[Opening SUPPLIED MATERIAL section]

PR #529, opened 2019-09-15
stakepoold: context -> stakepool

JoeGruffins:
I do not think that context.go belongs in the rpc package.  If it were just relaying rpc commands, sure, but it does and will do more.  The name "context" also conflicts with context.Context, which we want to start using to pass shutdowns and "request-scoped values across API boundaries and between processes"

This pr moves context to its own package named stakepool, renames the main struct Stakepool, and renames all references to it stakepool.

this work is on top of #528

### DIFF
--- a/backend/stakepoold/server_test.go
+++ b/backend/stakepoold/server_test.go
@@ -86,12 +86,12 @@ func randString(n int) string {
 }
 
 var (
-	c  *stakepool.Stakepoold
-	wt stakepool.WinningTicketsForBlock
+	spd *stakepool.Stakepoold
+	wt  stakepool.WinningTicketsForBlock
 )
 
 func init() {
-	c = &stakepool.Stakepoold{
+	spd = &stakepool.Stakepoold{
 		LiveTicketsMSA: make(map[chainhash.Hash]string),
 		VotingConfig: &stakepool.VotingConfig{
 			VoteBits:         1,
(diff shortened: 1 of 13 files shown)


JoeGruffins:
actually
AppContext -> Stakepoold
ctx -> spd

JoeGruffins:
Thanks for thumbs up guys! I wasn't sure how this would be accepted.  I'll go ahead and rebase if #528 goes through then.

backend/stakepoold/stakepool/stakepool.go
```diff
@@ -1,4 +1,8 @@
-package rpcserver
+// Copyright (c) 2019 The Decred developers
+
+//Package stakepool holds the Stakepool struct and processes incomming commands
```
JoeGruffins: spacing

backend/stakepoold/signal.go
```diff
@@ -19,13 +19,13 @@ var shutdownSignaled = make(chan struct{})
 // withShutdownCancel creates a copy of a context that is cancelled whenever
 // shutdown is invoked through an interrupt signal or from an JSON-RPC stop
 // request.
-func withShutdownCancel(ctx context.Context) context.Context {
-	ctx, cancel := context.WithCancel(ctx)
+func withShutdownCancel(spd context.Context) context.Context {
```
jholdstock: I think this should have remained `ctx context.Context`?

backend/stakepoold/server_test.go
```diff
@@ -86,14 +86,14 @@ func randString(n int) string {
 }
 
 var (
-	c  *rpcserver.AppContext
-	wt rpcserver.WinningTicketsForBlock
+	c  *stakepool.Stakepoold
```
jholdstock: Rename to `spd` for consistency?

backend/stakepoold/signal.go
JoeGruffins: Good catch.

backend/stakepoold/server_test.go
JoeGruffins: Even better catch.

go.mod
```diff
@@ -32,7 +32,6 @@ require (
 	github.com/gorilla/websocket v1.4.1 // indirect
 	github.com/jessevdk/go-flags v1.4.0
 	github.com/jrick/logrotate v1.0.0
-	github.com/kr/pretty v0.1.0 // indirect
```
JoeGruffins: see, I switched to go 1.13 and It wants this change.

[Closing SUPPLIED MATERIAL section]

Return the listing verbatim.

SOLUTION TO THE EXERCISE:
PR #529, opened 2019-09-15
stakepoold: context -> stakepool

JoeGruffins:
I do not think that context.go belongs in the rpc package.  If it were just relaying rpc commands, sure, but it does and will do more.  The name "context" also conflicts with context.Context, which we want to start using to pass shutdowns and "request-scoped values across API boundaries and between processes"

This pr moves context to its own package named stakepool, renames the main struct Stakepool, and renames all references to it stakepool.

this work is on top of #528

### DIFF
--- a/backend/stakepoold/server_test.go
+++ b/backend/stakepoold/server_test.go
@@ -86,12 +86,12 @@ func randString(n int) string {
 }
 
 var (
-	c  *stakepool.Stakepoold
-	wt stakepool.WinningTicketsForBlock
+	spd *stakepool.Stakepoold
+	wt  stakepool.WinningTicketsForBlock
 )
 
 func init() {
-	c = &stakepool.Stakepoold{
+	spd = &stakepool.Stakepoold{
 		LiveTicketsMSA: make(map[chainhash.Hash]string),
 		VotingConfig: &stakepool.VotingConfig{
 			VoteBits:         1,
(diff shortened: 1 of 13 files shown)


JoeGruffins:
actually
AppContext -> Stakepoold
ctx -> spd

JoeGruffins:
Thanks for thumbs up guys! I wasn't sure how this would be accepted.  I'll go ahead and rebase if #528 goes through then.

backend/stakepoold/stakepool/stakepool.go
```diff
@@ -1,4 +1,8 @@
-package rpcserver
+// Copyright (c) 2019 The Decred developers
+
+//Package stakepool holds the Stakepool struct and processes incomming commands
```
JoeGruffins: spacing

backend/stakepoold/signal.go
```diff
@@ -19,13 +19,13 @@ var shutdownSignaled = make(chan struct{})
 // withShutdownCancel creates a copy of a context that is cancelled whenever
 // shutdown is invoked through an interrupt signal or from an JSON-RPC stop
 // request.
-func withShutdownCancel(ctx context.Context) context.Context {
-	ctx, cancel := context.WithCancel(ctx)
+func withShutdownCancel(spd context.Context) context.Context {
```
jholdstock: I think this should have remained `ctx context.Context`?

backend/stakepoold/server_test.go
```diff
@@ -86,14 +86,14 @@ func randString(n int) string {
 }
 
 var (
-	c  *rpcserver.AppContext
-	wt rpcserver.WinningTicketsForBlock
+	c  *stakepool.Stakepoold
```
jholdstock: Rename to `spd` for consistency?

backend/stakepoold/signal.go
JoeGruffins: Good catch.

backend/stakepoold/server_test.go
JoeGruffins: Even better catch.

go.mod
```diff
@@ -32,7 +32,6 @@ require (
 	github.com/gorilla/websocket v1.4.1 // indirect
 	github.com/jessevdk/go-flags v1.4.0
 	github.com/jrick/logrotate v1.0.0
-	github.com/kr/pretty v0.1.0 // indirect
```
JoeGruffins: see, I switched to go 1.13 and It wants this change.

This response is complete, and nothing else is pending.